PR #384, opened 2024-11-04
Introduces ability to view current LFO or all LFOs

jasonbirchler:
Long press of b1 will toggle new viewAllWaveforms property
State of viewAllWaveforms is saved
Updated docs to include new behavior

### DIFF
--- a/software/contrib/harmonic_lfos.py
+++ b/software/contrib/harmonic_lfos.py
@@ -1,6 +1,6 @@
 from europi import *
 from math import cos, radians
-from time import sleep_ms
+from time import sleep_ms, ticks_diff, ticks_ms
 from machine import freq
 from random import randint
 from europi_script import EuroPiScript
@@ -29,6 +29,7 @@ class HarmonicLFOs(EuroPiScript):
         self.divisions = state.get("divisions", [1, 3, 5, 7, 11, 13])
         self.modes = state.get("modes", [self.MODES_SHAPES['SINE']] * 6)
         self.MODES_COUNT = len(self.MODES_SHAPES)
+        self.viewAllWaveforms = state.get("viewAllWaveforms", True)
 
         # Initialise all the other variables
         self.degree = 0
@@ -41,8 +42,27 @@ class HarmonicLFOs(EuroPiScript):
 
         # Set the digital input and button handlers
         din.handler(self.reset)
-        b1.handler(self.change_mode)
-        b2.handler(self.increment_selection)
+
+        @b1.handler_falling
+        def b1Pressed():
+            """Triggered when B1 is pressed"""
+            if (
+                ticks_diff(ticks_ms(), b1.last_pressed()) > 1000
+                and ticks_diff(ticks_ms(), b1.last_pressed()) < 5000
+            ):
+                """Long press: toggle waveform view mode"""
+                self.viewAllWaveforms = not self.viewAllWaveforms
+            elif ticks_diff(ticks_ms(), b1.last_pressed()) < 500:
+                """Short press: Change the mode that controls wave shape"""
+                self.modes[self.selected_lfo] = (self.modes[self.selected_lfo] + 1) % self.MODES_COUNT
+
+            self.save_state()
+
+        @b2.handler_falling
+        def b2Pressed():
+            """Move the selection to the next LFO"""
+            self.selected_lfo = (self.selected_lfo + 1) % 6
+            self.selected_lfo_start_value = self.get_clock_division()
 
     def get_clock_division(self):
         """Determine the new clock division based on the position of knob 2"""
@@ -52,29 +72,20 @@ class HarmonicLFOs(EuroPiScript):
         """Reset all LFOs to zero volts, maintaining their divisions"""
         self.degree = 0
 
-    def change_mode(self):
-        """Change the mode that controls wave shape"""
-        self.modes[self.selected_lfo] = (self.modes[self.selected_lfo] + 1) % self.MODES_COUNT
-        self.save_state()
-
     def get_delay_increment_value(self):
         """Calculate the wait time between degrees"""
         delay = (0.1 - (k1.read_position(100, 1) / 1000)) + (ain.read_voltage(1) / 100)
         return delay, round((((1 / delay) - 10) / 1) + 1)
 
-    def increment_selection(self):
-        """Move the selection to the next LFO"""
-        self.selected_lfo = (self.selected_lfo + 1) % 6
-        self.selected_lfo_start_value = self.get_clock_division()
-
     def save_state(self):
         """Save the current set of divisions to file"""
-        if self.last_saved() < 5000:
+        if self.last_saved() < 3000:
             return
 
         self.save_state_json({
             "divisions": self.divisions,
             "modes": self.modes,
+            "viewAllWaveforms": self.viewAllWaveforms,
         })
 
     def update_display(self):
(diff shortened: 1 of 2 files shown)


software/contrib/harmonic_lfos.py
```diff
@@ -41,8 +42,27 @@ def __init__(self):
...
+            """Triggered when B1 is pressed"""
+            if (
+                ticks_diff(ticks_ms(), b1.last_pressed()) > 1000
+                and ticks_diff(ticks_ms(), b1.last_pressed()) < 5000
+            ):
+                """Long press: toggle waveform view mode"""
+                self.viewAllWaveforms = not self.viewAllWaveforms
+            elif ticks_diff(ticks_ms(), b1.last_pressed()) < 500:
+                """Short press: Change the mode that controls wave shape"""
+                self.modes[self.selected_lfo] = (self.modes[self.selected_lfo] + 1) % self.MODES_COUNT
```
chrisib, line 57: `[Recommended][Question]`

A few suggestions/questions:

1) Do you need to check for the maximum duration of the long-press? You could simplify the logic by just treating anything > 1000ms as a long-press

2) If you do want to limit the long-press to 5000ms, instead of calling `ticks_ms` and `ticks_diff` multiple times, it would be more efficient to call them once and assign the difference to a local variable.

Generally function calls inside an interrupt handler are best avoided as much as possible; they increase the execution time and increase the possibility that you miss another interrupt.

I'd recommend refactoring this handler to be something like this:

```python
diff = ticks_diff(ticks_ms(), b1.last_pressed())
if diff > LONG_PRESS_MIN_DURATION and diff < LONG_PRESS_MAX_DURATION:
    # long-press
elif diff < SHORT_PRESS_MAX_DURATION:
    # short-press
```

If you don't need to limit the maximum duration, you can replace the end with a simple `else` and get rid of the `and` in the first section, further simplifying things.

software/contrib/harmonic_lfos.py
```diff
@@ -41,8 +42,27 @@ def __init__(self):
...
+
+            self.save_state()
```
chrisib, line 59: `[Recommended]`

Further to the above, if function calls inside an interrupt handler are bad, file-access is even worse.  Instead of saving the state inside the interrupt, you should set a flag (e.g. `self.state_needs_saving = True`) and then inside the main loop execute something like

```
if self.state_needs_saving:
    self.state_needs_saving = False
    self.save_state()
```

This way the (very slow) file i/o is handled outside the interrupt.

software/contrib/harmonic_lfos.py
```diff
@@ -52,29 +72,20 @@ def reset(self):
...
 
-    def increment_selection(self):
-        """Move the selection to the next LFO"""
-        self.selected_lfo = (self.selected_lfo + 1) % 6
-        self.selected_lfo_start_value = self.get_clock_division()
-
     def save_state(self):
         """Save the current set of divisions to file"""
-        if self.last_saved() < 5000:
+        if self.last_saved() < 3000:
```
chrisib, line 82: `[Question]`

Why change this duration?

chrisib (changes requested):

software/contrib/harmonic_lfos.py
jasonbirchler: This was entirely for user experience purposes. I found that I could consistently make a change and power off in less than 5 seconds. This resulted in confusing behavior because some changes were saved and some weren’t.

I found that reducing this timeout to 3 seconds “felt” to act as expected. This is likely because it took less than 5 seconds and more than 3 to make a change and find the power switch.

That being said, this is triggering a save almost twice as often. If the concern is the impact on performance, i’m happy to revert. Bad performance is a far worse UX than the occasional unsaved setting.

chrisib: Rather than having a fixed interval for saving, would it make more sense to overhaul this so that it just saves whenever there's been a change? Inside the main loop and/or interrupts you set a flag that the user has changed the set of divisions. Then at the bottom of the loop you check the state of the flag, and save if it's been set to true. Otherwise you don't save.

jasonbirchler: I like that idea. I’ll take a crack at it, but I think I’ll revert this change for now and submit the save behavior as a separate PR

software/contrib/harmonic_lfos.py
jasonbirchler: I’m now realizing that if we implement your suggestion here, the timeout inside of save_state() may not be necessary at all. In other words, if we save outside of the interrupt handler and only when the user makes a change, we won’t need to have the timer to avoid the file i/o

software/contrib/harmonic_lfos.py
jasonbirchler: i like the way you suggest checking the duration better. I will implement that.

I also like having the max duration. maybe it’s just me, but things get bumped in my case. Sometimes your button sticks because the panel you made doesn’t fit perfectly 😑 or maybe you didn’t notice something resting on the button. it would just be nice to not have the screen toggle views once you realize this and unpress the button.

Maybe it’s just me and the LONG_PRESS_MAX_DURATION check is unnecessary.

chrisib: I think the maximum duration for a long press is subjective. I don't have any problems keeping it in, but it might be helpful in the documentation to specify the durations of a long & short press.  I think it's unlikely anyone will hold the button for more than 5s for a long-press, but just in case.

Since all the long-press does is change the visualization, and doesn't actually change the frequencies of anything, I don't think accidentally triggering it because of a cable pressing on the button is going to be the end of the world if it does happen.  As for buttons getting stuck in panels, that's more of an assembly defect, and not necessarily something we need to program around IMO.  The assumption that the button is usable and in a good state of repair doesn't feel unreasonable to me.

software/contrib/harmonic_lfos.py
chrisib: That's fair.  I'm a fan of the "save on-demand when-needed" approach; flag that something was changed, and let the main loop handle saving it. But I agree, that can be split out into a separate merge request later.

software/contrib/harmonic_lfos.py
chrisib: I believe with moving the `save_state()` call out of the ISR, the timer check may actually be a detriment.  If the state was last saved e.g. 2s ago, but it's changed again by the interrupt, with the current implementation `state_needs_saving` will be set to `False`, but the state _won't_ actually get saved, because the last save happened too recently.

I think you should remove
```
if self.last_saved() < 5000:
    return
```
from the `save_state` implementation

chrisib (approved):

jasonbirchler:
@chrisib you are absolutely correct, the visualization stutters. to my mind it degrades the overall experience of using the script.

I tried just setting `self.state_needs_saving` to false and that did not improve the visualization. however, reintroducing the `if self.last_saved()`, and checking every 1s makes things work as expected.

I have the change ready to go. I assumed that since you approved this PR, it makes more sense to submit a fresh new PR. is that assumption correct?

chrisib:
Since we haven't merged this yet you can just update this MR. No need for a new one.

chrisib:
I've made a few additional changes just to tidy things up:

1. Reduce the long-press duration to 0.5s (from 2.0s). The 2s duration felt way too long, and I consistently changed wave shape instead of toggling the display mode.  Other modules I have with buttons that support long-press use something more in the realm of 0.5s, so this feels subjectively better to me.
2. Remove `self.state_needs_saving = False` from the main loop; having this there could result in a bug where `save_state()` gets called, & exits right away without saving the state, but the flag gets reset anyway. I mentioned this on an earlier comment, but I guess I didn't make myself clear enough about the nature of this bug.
* * *
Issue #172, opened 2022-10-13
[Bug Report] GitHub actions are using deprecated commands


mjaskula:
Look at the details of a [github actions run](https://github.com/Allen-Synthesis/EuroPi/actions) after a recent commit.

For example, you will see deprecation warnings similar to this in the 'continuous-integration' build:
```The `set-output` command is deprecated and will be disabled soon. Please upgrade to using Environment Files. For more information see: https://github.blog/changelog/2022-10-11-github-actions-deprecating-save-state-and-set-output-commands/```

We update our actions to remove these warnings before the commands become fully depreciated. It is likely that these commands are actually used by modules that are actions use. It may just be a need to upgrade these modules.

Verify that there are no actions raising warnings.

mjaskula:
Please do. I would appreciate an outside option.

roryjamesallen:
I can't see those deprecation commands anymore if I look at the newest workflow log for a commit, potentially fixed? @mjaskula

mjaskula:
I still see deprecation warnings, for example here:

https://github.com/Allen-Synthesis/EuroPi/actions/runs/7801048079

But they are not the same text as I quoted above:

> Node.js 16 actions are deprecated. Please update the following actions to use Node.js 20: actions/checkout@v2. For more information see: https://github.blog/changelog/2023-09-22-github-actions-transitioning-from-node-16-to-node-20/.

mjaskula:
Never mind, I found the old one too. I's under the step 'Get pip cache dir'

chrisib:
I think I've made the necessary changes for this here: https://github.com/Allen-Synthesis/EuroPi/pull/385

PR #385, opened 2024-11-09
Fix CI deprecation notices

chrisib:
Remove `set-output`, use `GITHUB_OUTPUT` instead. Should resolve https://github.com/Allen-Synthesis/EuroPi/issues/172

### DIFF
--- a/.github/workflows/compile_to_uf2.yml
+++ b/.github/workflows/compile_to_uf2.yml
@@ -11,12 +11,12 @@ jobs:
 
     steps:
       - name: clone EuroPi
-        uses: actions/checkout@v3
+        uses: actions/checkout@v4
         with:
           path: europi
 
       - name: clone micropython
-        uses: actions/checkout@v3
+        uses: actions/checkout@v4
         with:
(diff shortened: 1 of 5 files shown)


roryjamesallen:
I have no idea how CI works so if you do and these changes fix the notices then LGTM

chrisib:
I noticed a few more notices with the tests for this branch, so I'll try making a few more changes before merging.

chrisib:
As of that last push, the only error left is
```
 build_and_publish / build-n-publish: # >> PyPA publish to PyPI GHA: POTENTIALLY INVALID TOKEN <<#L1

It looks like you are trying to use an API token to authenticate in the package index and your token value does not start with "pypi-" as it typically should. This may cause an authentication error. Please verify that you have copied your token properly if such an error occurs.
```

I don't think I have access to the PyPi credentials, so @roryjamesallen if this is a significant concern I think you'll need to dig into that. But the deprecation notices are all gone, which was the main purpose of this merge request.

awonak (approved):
...
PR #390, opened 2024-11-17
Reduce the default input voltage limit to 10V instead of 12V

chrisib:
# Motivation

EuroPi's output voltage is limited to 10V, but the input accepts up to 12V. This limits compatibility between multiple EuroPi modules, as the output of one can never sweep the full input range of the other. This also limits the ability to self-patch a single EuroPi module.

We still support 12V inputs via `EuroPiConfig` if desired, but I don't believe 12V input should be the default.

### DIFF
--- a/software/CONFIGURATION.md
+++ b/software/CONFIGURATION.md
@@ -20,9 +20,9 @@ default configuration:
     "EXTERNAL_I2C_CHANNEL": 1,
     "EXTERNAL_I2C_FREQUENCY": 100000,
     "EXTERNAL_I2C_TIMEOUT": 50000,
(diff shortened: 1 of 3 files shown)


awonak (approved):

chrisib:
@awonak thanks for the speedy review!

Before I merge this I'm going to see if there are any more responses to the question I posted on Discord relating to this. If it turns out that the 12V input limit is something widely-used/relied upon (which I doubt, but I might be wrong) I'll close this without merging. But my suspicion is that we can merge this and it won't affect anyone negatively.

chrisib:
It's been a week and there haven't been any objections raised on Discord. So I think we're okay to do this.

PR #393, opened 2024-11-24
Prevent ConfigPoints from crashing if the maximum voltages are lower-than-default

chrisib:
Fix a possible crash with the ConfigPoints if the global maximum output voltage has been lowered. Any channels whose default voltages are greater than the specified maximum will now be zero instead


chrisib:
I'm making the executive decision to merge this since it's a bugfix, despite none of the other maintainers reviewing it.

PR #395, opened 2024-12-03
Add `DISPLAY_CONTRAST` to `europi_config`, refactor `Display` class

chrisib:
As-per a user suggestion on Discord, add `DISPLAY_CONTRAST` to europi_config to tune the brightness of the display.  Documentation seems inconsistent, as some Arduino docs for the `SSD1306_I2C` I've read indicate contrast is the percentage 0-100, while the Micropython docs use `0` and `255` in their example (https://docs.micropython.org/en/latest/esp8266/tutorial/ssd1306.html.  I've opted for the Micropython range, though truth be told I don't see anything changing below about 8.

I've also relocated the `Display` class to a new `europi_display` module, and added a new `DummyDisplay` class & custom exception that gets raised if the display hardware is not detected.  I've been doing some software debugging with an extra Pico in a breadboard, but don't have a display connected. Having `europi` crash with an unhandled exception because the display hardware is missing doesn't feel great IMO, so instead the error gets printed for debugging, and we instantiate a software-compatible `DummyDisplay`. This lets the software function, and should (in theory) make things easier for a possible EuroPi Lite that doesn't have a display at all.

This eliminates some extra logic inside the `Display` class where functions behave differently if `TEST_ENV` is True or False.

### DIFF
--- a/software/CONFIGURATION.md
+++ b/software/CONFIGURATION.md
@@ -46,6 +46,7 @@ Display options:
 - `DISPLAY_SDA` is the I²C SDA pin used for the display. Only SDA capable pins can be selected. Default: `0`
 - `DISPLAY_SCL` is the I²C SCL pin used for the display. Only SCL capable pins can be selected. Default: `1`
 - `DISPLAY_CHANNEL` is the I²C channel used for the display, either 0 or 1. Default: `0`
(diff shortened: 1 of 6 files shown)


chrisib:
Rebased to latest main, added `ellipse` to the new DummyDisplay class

**EXERCISE AIM:**
In the listing above, find the line containing "the I²C SDA" and the line containing "the I²C SCL", then quote both, plus every line between them, exactly as written.

**YOUR RESPONSE:**
 - `DISPLAY_SDA` is the I²C SDA pin used for the display. Only SDA capable pins can be selected. Default: `0`
 - `DISPLAY_SCL` is the I²C SCL pin used for the display. Only SCL capable pins can be selected. Default: `1`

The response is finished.